::: GIVEN RECORDS
PR #1096, opened 2023-07-28
Fix crash on disconnecting tx with pool decommissioning

azarovh:
The problem was that while disconnecting the tx with pool decommissioning we try to detect if undo delta should be applied. So it happens that after we switched from dedicated DecommissionPool output type to just locked outputs I missed to change this check. So inputs for tx like ProduceBlock -> LockedOutput were skipped.

P.S. also I split panic condition to fire only for Chain. It looks like a proper thing to do even though current mempool should never trigger that.

### DIFF
--- a/chainstate/test-suite/src/tests/pos_accounting_reorg.rs
+++ b/chainstate/test-suite/src/tests/pos_accounting_reorg.rs
@@ -356,7 +356,8 @@ fn in_memory_reorg_disconnect_produce_pool(#[case] seed: Seed) {
         ))
         .build();
 
-    tf.make_pos_block_builder(&mut rng)
+    let block_b_index = tf
+        .make_pos_block_builder(&mut rng)
         .add_transaction(decommission_pool_tx)
         .with_stake_pool(pool_2_id)
         .with_kernel_input(UtxoOutPoint::new(stake_pool_2_tx_id.into(), 0))
@@ -364,7 +365,12 @@ fn in_memory_reorg_disconnect_produce_pool(#[case] seed: Seed) {
         .with_stake_spending_key(staking_sk_2.clone())
         .with_vrf_key(vrf_sk.clone())
         .build_and_process()
+        .unwrap()
         .unwrap();
+    assert_eq!(
+        Id::<GenBlock>::from(*block_b_index.block_id()),
+        tf.best_block_id()
+    );
 
     // produce block at height 2 that should trigger in memory reorg for block `b`
     tf.make_pos_block_builder(&mut rng)
@@ -376,6 +382,11 @@ fn in_memory_reorg_disconnect_produce_pool(#[case] seed: Seed) {
         .with_vrf_key(vrf_sk)
         .build_and_process()
         .unwrap();
+    // block_b is still the tip
+    assert_eq!(
+        Id::<GenBlock>::from(*block_b_index.block_id()),
+        tf.best_block_id()
+    );
 }
 
 // Produce `genesis -> a -> b` chain, where block `a` creates additional staking pool and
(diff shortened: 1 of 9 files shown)


chainstate/test-suite/src/tests/pos_accounting_reorg.rs
```diff
@@ -291,3 +291,171 @@ fn long_chain_reorg(#[case] seed: Seed) {
...
+    tf.make_pos_block_builder(&mut rng)
+        .with_parent(block_a_id)
+        .with_stake_pool(pool_2_id)
+        .with_kernel_input(UtxoOutPoint::new(stake_pool_2_tx_id.into(), 0))
+        .with_block_signing_key(staking_sk_2.clone())
+        .with_stake_spending_key(staking_sk_2)
+        .with_vrf_key(vrf_sk)
+        .build_and_process()
+        .unwrap();
+}
```
iljakuklic, line 379: Should there be an assertion regarding which block is now the current tip?

chainstate/tx-verifier/src/transaction_verifier/mod.rs
```diff
@@ -609,29 +633,33 @@ where
...
-                    })
+                apply_accounting_delta_undo = true;
             }
             TxOutput::Transfer(_, _)
             | TxOutput::LockThenTransfer(_, _, _)
             | TxOutput::Burn(_)
-            | TxOutput::ProduceBlockFromStake(_, _) => Ok(()),
-        })
+            | TxOutput::ProduceBlockFromStake(_, _) => { /* do nothing */ }
+        });
```
iljakuklic, line 646: Would this be maybe nicer with `.any()` instead of `.for_each()` and mutating? For additional benefit, it short circuits on the first `true`.

iljakuklic (approved):
Looks good but can't say I 100% understand everything. Some minor comments here:

chainstate/tx-verifier/src/transaction_verifier/mod.rs
```diff
@@ -591,10 +591,34 @@ where
         tx_source: TransactionSource,
         tx: &Transaction,
     ) -> Result<(), ConnectTransactionError> {
-        // decrement nonce if disconnected input spent from account
+        // Note: it's not strictly required to check inputs/outputs to undo accounting operations
+        //       because `accounting_block_undo` is not empty in that case. But we do it anyway
+        //       to double check that the logic is consistent.
+        let mut apply_accounting_delta_undo = false;
```
TheQuantumPhysicist, line 597: This mutability is really a bad idea... can't we just do the undo anyway and if it's empty just "do nothing" because it's empty?

TheQuantumPhysicist (approved):
Besides that mutable thing, I think this is fine. We have to do our best to reduce the complexity of our code. Introducing mutable variables complicates the code. We're already facing this issue in p2p as apparently no matter how much I warn against it, people keep thinking that adding more states fixes problems... but in reality it only makes it harder to prove that programs behave correctly, giving the illusion of correctness.

chainstate/tx-verifier/src/transaction_verifier/mod.rs
```diff
@@ -910,10 +938,10 @@ where
             TransactionSource::Mempool => { /* do nothing */ }
         };
 
-        self.disconnect_pos_accounting_outputs(*tx_source, tx.transaction())?;
-
         self.utxo_cache.disconnect_transaction(tx.transaction(), tx_undo)?;
 
+        self.disconnect_pos_accounting_outputs(*tx_source, tx.transaction())?;
```
TheQuantumPhysicist, line 943: Are you sure this order is correct?

chainstate/tx-verifier/src/transaction_verifier/mod.rs
azarovh: Ok I will remove these checks and just apply undo deltas if they are available.

chainstate/tx-verifier/src/transaction_verifier/mod.rs
azarovh: will revert this as well

TheQuantumPhysicist (approved):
::::::
A single figure is required: the number of lines above in which the string "like" appears.

2